Des contraintes de la lettre que la conversation entre deux personnes n’a pas :
- une lettre peut se perdre et le message ne se transmet pas
- une lettre peut être interceptée
- une lettre peut être tardive
le destinataire peut refuser de lire la lettre

Quelques réflexions à part


- tous les personnages meurent d’une façon ou une autre : mort réel ou mort sociale
- Pourquoi le vicomte et la marquise ne peuvent-ils plus renouer une ancienne
relation ?
o Mme de Merteuil tomberait amoureuse de lui, ce qui constituerait sa fin
comme libertine, ce qui trahirait son identité
o Ils ne pourraient plus être également sincères
o Mme de Merteuil le veut bien : c’est pourquoi elle dit ‘non’ pour provoquer
plus le désir, le ‘oui’ de Valmont
o Les deux ont laissé une partie d’échecs sans gagnant : s’ils recommencent
à jouer cette partie, un des deux va perdre et la Merteuil ne veut pas
perdre.

Les Liasions dangereuses 1960

C’est le titre d’un film de Roger Vadim qui a passé l’intrigue vers l’année 1960, au début
de la révolution sexuelle. Les personnages sont aussi adaptés :
- Valmont : un homme qui travaille à l’ONU, le mari de Merteuil
- Merteuil : elle s’appelle Juliette
- Gercourt : Jerry Court, un américain, un ancien amant de Merteuil, fiancé de Cécile
- Cécile : la cousine de Merteuil
- Mme de Tourvel : Marianne, une femme d’origine danoise, son amri se trouve sur
un congrès en Hollande, elle a un enfant : Caroline
- Mme de Rosemonde : la belle-mère de Marianne, qui vit chez elle
- Prévan : un ami de Valmont
- Dancény : un étudiant de mathématiques

Le point de départ est un peu différent : le couple Valmont – Merteuil ne cherche pas la
domination de l’autre, il ne s’agit pas d’un libertinage de l’esprit, mais ils cherchent le
plaisir. L’enjeu est de ne tomber pas amoureux. Juliette envoie Valmont à un lieu où on
peut faire du ski parce que Cécile est là et il doit la séduire. A cet endroit il rencontre
aussi Mme de Tourvel et il est enchanté par son accent, sa beauté et sa pureté.
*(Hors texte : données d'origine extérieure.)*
PR #5791, opened 2024-07-27
Fixes #25219: Cache for node properties and hierarchies

fanf:
https://issues.rudder.io/issues/25219

This PR add a `PropertiesRepository` that stores the computed/resolved `GroupProperties` and `NodeProperties`. 

The repository is very simple: it is just an pure in-memory one, back by a pair of `Ref[Map[objId,  Chunk[NodePropertyHierarchy]]`.
It is used in place of interactive inheritance computation in group/node API that get inherited props, and in policy generation. 
The part is policy generation is the riskiest change. Moreover, I think we are changing a bit the way things are done, because we use to do: 
- interpolate global props, 
- do inheritance resolution for node props with the result, 
- interpolate resolved node props. 

Now, we directly get inherited props and interpolate that. I *think* it's the same, and no tests show that it's different, but I'm sure our tests would exhibite the kind of case where a problem can happen, which would be something leading to interpolated global props not being overridden in the same way that non interpolated ones. 

The repository is only update at two moment thanks to the action of `NodePropertiesService.updateAll()`: 
- when rudder starts to get initial values, 
- after dynamic group computation. 

I *think* it should be enough, since global properties, group properties, and node properties change all lead to a dyn group computation, but that's point will need to be toroughtly tested. 

For tests, I needed to add callback for global prop change and node change, because we don't have a real dyngroup update mocked-up. 

I also moved things related to property inheritance/overriding into a new package: `com.normation.rudder.properties`. I didn't move the `General/Global/Group/NodeProperty` class declaration into it, because it would have mean a massive refactoring, and it would have totally killed the understandability of that one, with repercussion on plugins etc.

### DIFF
--- a/webapp/sources/rudder/rudder-core/src/main/scala/com/normation/rudder/batch/UpdateDynamicGroups.scala
+++ b/webapp/sources/rudder/rudder-core/src/main/scala/com/normation/rudder/batch/UpdateDynamicGroups.scala
@@ -48,13 +48,16 @@ import com.normation.rudder.domain.logger.ScheduledJobLogger
 import com.normation.rudder.domain.nodes.NodeGroupId
 import com.normation.rudder.facts.nodes.ChangeContext
 import com.normation.rudder.facts.nodes.QueryContext
+import com.normation.rudder.properties.NodePropertiesService
 import com.normation.rudder.services.queries.*
 import com.normation.rudder.utils.ParseMaxParallelism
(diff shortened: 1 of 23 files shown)


fanf:
PR updated with a new commit

fanf:
PR updated with a new commit

VinceMacBuche (approved):

PR #5797, opened 2024-08-07
Fixes #25282: Postinst script are not run during upgrades

amousset:
https://issues.rudder.io/issues/25282

The problem here is that the uninstallation rremoves the script after preinst run. So the postinst never actually runs.


amousset:
PR updated with a new commit

Fdall (approved):

amousset:
OK, squash merging this PR

PR #6079, opened 2024-12-12
Fixes #26056: Non admin users in file get disabled even if last login parameter does not exceed the scheduled date

clarktsiory:
https://issues.rudder.io/issues/26056

The bug is because of an `OR` instead of `AND` in a `SELECT` query...

The change only impacts the disabling of users, this is the only place where the `select()` is used with both filters, so changing the semantics of the method is safe (and also more consistent).

Tests are added to the Jdbc repository, to validate the filtering behaves as we want

### DIFF
--- a/webapp/sources/rudder/rudder-core/src/main/scala/com/normation/rudder/users/UserRepository.scala
+++ b/webapp/sources/rudder/rudder-core/src/main/scala/com/normation/rudder/users/UserRepository.scala
@@ -673,18 +673,10 @@ class JdbcUserRepository(doobie: Doobie) extends UserRepository {
       authenticatorName: String,
       date:              DateTime
   ): IOResult[Unit] = {
-    val session   = {
-      sql"""insert into usersessions (sessionid, userid, creationdate, authmethod, permissions, authz, tenants)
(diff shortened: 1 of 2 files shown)


webapp/sources/rudder/rudder-core/src/main/scala/com/normation/rudder/users/UserRepository.scala
```diff
@@ -876,12 +888,7 @@ class JdbcUserRepository(doobie: Doobie) extends UserRepository {
       excludeFromOrigin: List[String],
       andSelectFragment: Option[Fragment] // refined selection
   ): ConnectionIO[List[(String, List[StatusHistory])]] = {
-    val selectUsers = (predicateUser(userIds), predicateLogDate(notLoggedSince)) match {
-      case (Some(a), Some(b)) => Some(Fragments.or(a, b))
-      case (Some(a), None)    => Some(a)
-      case (None, Some(b))    => Some(b)
-      case (None, None)       => None
-    }
+    val selectUsers = Fragments.andOpt(predicateUser(userIds), predicateLogDate(notLoggedSince))
```
clarktsiory, line 891: The main change : it should not be an `OR` but it should be `AND` instead

fanf:
lgtm

fanf (approved):

PR #6082, opened 2024-12-12
Fixes #26002: The directive page is much slower with Rudder 8.1 than in 7.3

fanf:
https://issues.rudder.io/issues/26002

Les lettres sont souvent remplacées : par la téléphone, par un télégramme, par une
bande magnétique…
Il y a aussi une ‘lettre’ qui arrive trop tard : Mme de Tourvel vient de rompre avec son
mari par téléphone quand elle reçoit le télégramme qui lui dit que Valmont rompt avec
elle. De nouveau nous sommes déjà au courant de ce qui se passe, comme dans la
séquence des lettres CXXV, CXXVI et CXXVII dans les LD.

La générique au début montre une partie d’échecs et c’est que sont les personnages en
effet.. elle montre aussi une partie de l’avertissement de l’éditeur « il est impossible qu’ils
aient vécu dans notre siècle ».
Quelques répliques intéressantes :
« la rupture, c’est toute la charme des liaisons »
« je t’ai vue, je t’ai eue, adieu »
« il n’y a pas de citadelles inattaquables, il n’y a que des citadelles mal attaquées »

Dans ce film entrent aussi deux codes sémiotiques nouveaux :


- la musique (jazz) : même dans les scènes les plus dramatiques on la joue, ça rend
l’atmosphère un peu cynique… elle est aussi diégétisée : on la joue dans
l’appartement décadent
- la cigarette : ce sont surtout les libertins qui fument + la force avec laquelle
certains écrasent leur cigarette trahit beaucoup de leurs émotions

De plus, Mme de Merteuil n’est plus défigurée au hasard (elle attrape la petit vérole dans
le livre) mais par le feu qu’elle a incendié elle-même pour se débarrasser de lettres
compromettantes.

Le film a peut être influencé Albert Cohen, lorsqu’il écrivait Belle du seigneur dans lequel
un homme qui travaille à l’ONU à Genève séduit aussi une femme. L’atmosphère y est
d’ailleurs vraiment semblant et la fin est également tragique.